| Task statement |
Of the lines in the data below, write out exactly those from the one holding "PR #2066, opened 2024-02-11" through the one holding "services/workflows-service/src/alert/alert.repository.ts", both included.

====== Dataset content

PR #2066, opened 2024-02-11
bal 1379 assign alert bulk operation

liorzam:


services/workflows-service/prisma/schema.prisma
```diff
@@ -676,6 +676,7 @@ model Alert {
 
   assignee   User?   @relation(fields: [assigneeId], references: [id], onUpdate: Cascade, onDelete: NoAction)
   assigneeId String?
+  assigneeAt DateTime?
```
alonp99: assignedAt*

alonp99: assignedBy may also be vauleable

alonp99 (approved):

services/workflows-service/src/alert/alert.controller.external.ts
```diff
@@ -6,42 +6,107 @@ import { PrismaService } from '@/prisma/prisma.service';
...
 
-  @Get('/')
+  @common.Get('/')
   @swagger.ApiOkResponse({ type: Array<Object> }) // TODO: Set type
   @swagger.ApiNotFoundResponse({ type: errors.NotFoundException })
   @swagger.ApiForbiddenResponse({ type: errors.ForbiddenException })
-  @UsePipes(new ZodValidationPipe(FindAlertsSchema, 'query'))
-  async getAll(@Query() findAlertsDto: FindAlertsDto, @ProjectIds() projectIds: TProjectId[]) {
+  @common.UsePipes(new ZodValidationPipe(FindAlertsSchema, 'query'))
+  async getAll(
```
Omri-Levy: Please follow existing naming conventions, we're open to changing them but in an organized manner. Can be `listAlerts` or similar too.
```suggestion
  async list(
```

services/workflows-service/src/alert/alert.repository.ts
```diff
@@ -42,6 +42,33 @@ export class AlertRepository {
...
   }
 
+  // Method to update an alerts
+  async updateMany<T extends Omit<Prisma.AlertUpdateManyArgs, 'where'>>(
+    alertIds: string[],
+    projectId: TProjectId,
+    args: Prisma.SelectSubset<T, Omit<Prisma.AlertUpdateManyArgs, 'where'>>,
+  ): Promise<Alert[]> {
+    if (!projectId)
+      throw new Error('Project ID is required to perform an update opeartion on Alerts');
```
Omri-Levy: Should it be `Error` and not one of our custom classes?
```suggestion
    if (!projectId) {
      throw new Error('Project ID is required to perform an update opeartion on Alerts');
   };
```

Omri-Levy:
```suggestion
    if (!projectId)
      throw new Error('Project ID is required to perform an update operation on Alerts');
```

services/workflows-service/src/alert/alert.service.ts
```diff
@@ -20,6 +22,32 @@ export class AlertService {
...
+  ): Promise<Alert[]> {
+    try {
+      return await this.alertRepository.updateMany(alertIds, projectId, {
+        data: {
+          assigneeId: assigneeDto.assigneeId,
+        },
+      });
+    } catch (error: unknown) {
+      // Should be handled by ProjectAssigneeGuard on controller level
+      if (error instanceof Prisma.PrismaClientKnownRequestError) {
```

============
====== Dataset content

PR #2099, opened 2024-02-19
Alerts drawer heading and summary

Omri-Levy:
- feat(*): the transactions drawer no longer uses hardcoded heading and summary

============

| Result |
PR #2066, opened 2024-02-11
bal 1379 assign alert bulk operation

liorzam:


services/workflows-service/prisma/schema.prisma
```diff
@@ -676,6 +676,7 @@ model Alert {
 
   assignee   User?   @relation(fields: [assigneeId], references: [id], onUpdate: Cascade, onDelete: NoAction)
   assigneeId String?
+  assigneeAt DateTime?
```
alonp99: assignedAt*

alonp99: assignedBy may also be vauleable

alonp99 (approved):

services/workflows-service/src/alert/alert.controller.external.ts
```diff
@@ -6,42 +6,107 @@ import { PrismaService } from '@/prisma/prisma.service';
...
 
-  @Get('/')
+  @common.Get('/')
   @swagger.ApiOkResponse({ type: Array<Object> }) // TODO: Set type
   @swagger.ApiNotFoundResponse({ type: errors.NotFoundException })
   @swagger.ApiForbiddenResponse({ type: errors.ForbiddenException })
-  @UsePipes(new ZodValidationPipe(FindAlertsSchema, 'query'))
-  async getAll(@Query() findAlertsDto: FindAlertsDto, @ProjectIds() projectIds: TProjectId[]) {
+  @common.UsePipes(new ZodValidationPipe(FindAlertsSchema, 'query'))
+  async getAll(
```
Omri-Levy: Please follow existing naming conventions, we're open to changing them but in an organized manner. Can be `listAlerts` or similar too.
```suggestion
  async list(
```

services/workflows-service/src/alert/alert.repository.ts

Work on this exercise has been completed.